At a book-seller peddling recent remainders, I was surprised to discover, Nothing but the Night, a slim novel "by the author of Stoner." I had been under the impression that Stoner (1965; recall), Butcher's Crossing (1960; recall), Augustus (1972; recall here and here), and a collection of poems exhausted his oeuvre. I admire these three books greatly (while I do not share in the euphoria about Stoner, I think I understand its popularity).

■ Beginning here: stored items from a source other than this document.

PR #1984, opened 2022-09-28
1983 Runtime optimizations 2 -- objgroup dispatch/locman/contexts

### LINKED ISSUE #1983: Make location manager more efficient
**What Needs to be Done?**

- [ ] First do this
- [ ] Then do that.
- [ ] Also this other thing.

**Additional context**

lifflander:
Fixes #1983


src/vt/topos/location/location.impl.h
```diff
@@ -277,14 +277,36 @@ void EntityLocationCoord<EntityID>::clearCache() {
...
+
+template <typename MsgT, typename=void>
+struct IsSerializable {
+  static constexpr bool const is_ser = false;
+};
+
+template <typename MsgT>
+struct IsSerializable<
+  MsgT,
+  typename std::enable_if_t<true
```
PhilMiller, line 290: What's up with the `true and ...` thing here?

src/vt/topos/location/location.impl.h
```diff
@@ -533,8 +536,9 @@ void EntityLocationCoord<EntityID>::routeMsgNode(
     // set the instance on the message to deliver to the correct manager
     msg->setLocInst(this_inst);
 
+    auto m = msg;
```
PhilMiller, line 538: Huh?

src/vt/topos/location/location.impl.h
```diff
@@ -668,7 +668,22 @@ void EntityLocationCoord<EntityID>::routeMsgHandler(
...
+}
+
+template <typename EntityID>
+template <typename MessageT>
+void EntityLocationCoord<EntityID>::routeMsgHandlerLocal(
+  MsgSharedPtr<MessageT> const& msg
+) {
+  runnable::makeRunnable(msg, true, msg->getHandler(), theContext()->getNode())
+    .withTDEpochFromMsg()
+    .run();
```
PhilMiller, line 713: Should this be `.run()` or `.enqueue()`?

src/vt/topos/location/location.impl.h
```diff
@@ -668,7 +668,22 @@ void EntityLocationCoord<EntityID>::routeMsgHandler(
 # endif
 
   msg->setHandler(handler);
-  return routeMsg<MessageT>(id,home_node,msg);
+
+  if (local_registered_.find(id) == local_registered_.end()) {
+    return routeMsg<MessageT>(id,home_node,msg);
+  } else {
+    return routeMsgHandlerLocal(msg);
```
PhilMiller: Can we somehow take advantage of having already done the lookup in `local_registered_` in this case?

src/vt/runnable/runnable.cc
```diff
@@ -185,7 +157,11 @@ void RunnableNew::run() {
     vt_force_use(is_threaded_, tid_)
 #endif
 
-    task_();
+    if (is_scatter_) {
+      f_.func_scat_->dispatch(msg_ == nullptr ? nullptr : msg_.get(), obj_);
+    } else {
+      f_.func_->dispatch(msg_ == nullptr ? nullptr : msg_.get(), obj_);
```
PhilMiller, line 166: If these have the same calling signature, why do we need the union of the two different type aliases?

src/vt/objgroup/dispatch/dispatch.impl.h
```diff
@@ -47,25 +47,28 @@
...
-  (obj_->*type_func)(msg);
-  if (cur_epoch != no_epoch) {
-    theMsg()->popEpoch(cur_epoch);
-  }
+  auto m = promoteMsg(tmsg);
+  auto holder = detail::getHolderBase(han);
+  auto const& elm_id = holder->getElmID();
+  auto lb_data = &holder->getLBData();
+
+  runnable::makeRunnable(m, true, han, from_node)
```
PhilMiller, line 66: Can we do `std::move(m)` here and take it at `MsgSharedPtr<T> &&`? Are there cases in the code where this isn't a transfer of ownership?

src/vt/runnable/make_runnable.h
```diff
@@ -261,28 +276,28 @@ struct RunnableMaker {
   }
 
   /**
-   * \brief Enqueue the runnable in the scheduler for execution later
+   * \brief Run the runnable immediately with a lambda
    */
-  void enqueue();
+  void runLambda(ActionType action) {
```
PhilMiller, line 281:
```suggestion
  void runLambda(ActionType&& action) {
```

src/vt/topos/location/location.impl.h
lifflander: This is just a stylistic thing. Look at message_serialize.h. It's prevalent.

src/vt/topos/location/location.impl.h
lifflander: We know it's local so we create the runnable directly for it to execute. `local_registered_` does not hold the pointer to the actual object (it does not manage objects), just an entry that corresponds to its existence.

src/vt/runnable/runnable.cc
lifflander: `func_` and `func_scat_` are different types. I don't think there is a safe way around this.

src/vt/topos/location/location.impl.h
lifflander: This is a difficult one. `.run()` is correct for all the use cases that currently exist. It runs a system handler on the collection manager that generates the next runnable that is enqueued.

src/vt/objgroup/dispatch/dispatch.impl.h
lifflander: `makeRunnable` is actually taking a `const&` here. It ends up populating the actual Runnable (which is not const&). In theory, a move might be possible. I'm not sure if there is always a valid transfer of ownership at these callsites. I will have to think about this more.

src/vt/runnable/runnable.cc
lifflander: And they actually do have different signatures. It's just not obvious from these callsites. One treats `msg_` as a vt::Message; the other treats it as non-message bytes.

src/vt/runnable/make_runnable.h
lifflander: Fixed

src/vt/topos/location/location.impl.h
PhilMiller: That seems kinda wasteful. Could we add a method in the collection manager to do that more directly?

src/vt/objgroup/dispatch/dispatch.impl.h
```diff
@@ -52,20 +52,15 @@ namespace vt { namespace objgroup { namespace dispatch {
 
 template <typename ObjT>
 void Dispatch<ObjT>::run(HandlerType han, BaseMessage* msg) {
-  using ActiveFnType = void(ObjT::*)(vt::BaseMessage*);
+  //using ActiveFnType = void(ObjT::*)(vt::BaseMessage*);
```
PhilMiller: Delete commented-out code?

src/vt/objgroup/dispatch/dispatch.impl.h
```diff
@@ -52,20 +52,15 @@ namespace vt { namespace objgroup { namespace dispatch {
...
-  auto type_func = reinterpret_cast<ActiveFnType>(base_func);
-  (obj_->*type_func)(msg);
-  if (cur_epoch != no_epoch) {
-    theMsg()->popEpoch(cur_epoch);
-  }
+  auto m = promoteMsg(tmsg);
+  runnable::makeRunnable(m, true, han, theContext()->getNode())
+    .withObjGroup(obj_)
+    .withTDEpochFromMsg()
+    .enqueue();
```
PhilMiller, line 71: Why the switch from running inline to enqueueing here? This is a `run()` method, so if it really should be enqueueing, then we should rename it

src/vt/messaging/active.cc
```diff
@@ -498,10 +498,16 @@ EventType ActiveMessenger::doMessageSend(
...
       recordLBDataCommForSend(dest, base, base.size());
 
-      runnable::makeRunnable(base, true, envelopeGetHandler(msg->env), dest)
-        .withTDEpochFromMsg(is_term)
-        .withLBData(&bare_handler_lb_data_, bare_handler_dummy_elm_id_for_lb_data_)
-        .enqueue();
+      auto han = envelopeGetHandler(msg->env);
+      bool const is_obj = HandlerManagerType::isHandlerObjGroup(han);
+      if (is_obj) {
+        objgroup::dispatchObjGroup(base, han, dest, nullptr);
```
PhilMiller, line 504: There's an apparent inconsistency here - the third argument here is called `dest`, but the corresponding parameter is called `from_node`, which matches the argument at all the other call sites. Which is it?

src/vt/objgroup/manager.static.h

Reading Nothing but the Night comes as a great shock because while it has literary qualities it lacks the astounding control over language of the later books. In fact, the main character is unsympathetic exemplar of what we may call broken masculinity (and so anticipates John Stoner): a self-loathing Harvard college-drop out, who is homophobic ["he had no sympathy for the sort of person Stafford was. Stafford's particular perversion constantly repelled him,"] prone to violence toward the women who are kind to him, excessively judgmental of the women his self-pitying father (a widower who travels to forget his despair) dates, but unable to defend himself against the violence other men. He has no genuine agency ["some unnameable power pushed him from one place to another, down paths he had no wish to travel, through doors he did not know and had no wish to know" & "some obscure powers controlled....their destinies'] He understands himself -- there are deliberate echoes of Stoicism here -- as a puppet of the divine. This is a book that could be taught in a course on toxic masculinity (with a nod to a recent war whose existence is only hinted at).
That he is carrying childhood trauma and is haunted by the memory of his dead mother is revealed early and helps explain these behaviors, but does not endear. To pity somebody is not a means toward sympathetic identification or admiration (if anything, as critics of Christianity -- one thinks of La Rochefoucauld and Hume -- noted, it is a means to feel superior.)*
Loneliness is the great theme of Nothing but the Night. The quoted passage expresses an important truth, not the least the significance of recognition. But it also allows me to explain why I found the books so hard to read; the implied narrator reveals (ahh) his superiority to the protagonist. I find that grating (as well that use of 'incomparable,' 'pure'--later Williams is more taut and more effective). Even so, there is a more important point lurking here.
By revealing his perspective the narrator reminds the reader, without having to mark it explicitly, that there is another kind of solitariness--that of the reader. Reading is a form of thinking prompted by another's train of words. One is alone in the company of an author, who (to partially quote another line of the work) reveals his/her ideas 'to him sentence by sentence.' When a book succeeds in grabbing one's attention, one's solitariness may well be forgotten or one is seduced into a silent dialogue with a book's character(s)'s or point of view. But when a book grates, one is like a disappointed lover alone in one's frustration, awkwardly aware of the imperfect desires of a needy self.
*I thank Tobias Fuchs for discussion of this point.
Always happy to see a literary reflection. Have you read Willa Cather’s “The Professor’s House”? She shares a similar meditative quality with Williams (though I think she can be more ambitious). The theme of loneliness and the desert above made me recall that novel’s use of mesas and exploration. Highly recommend it.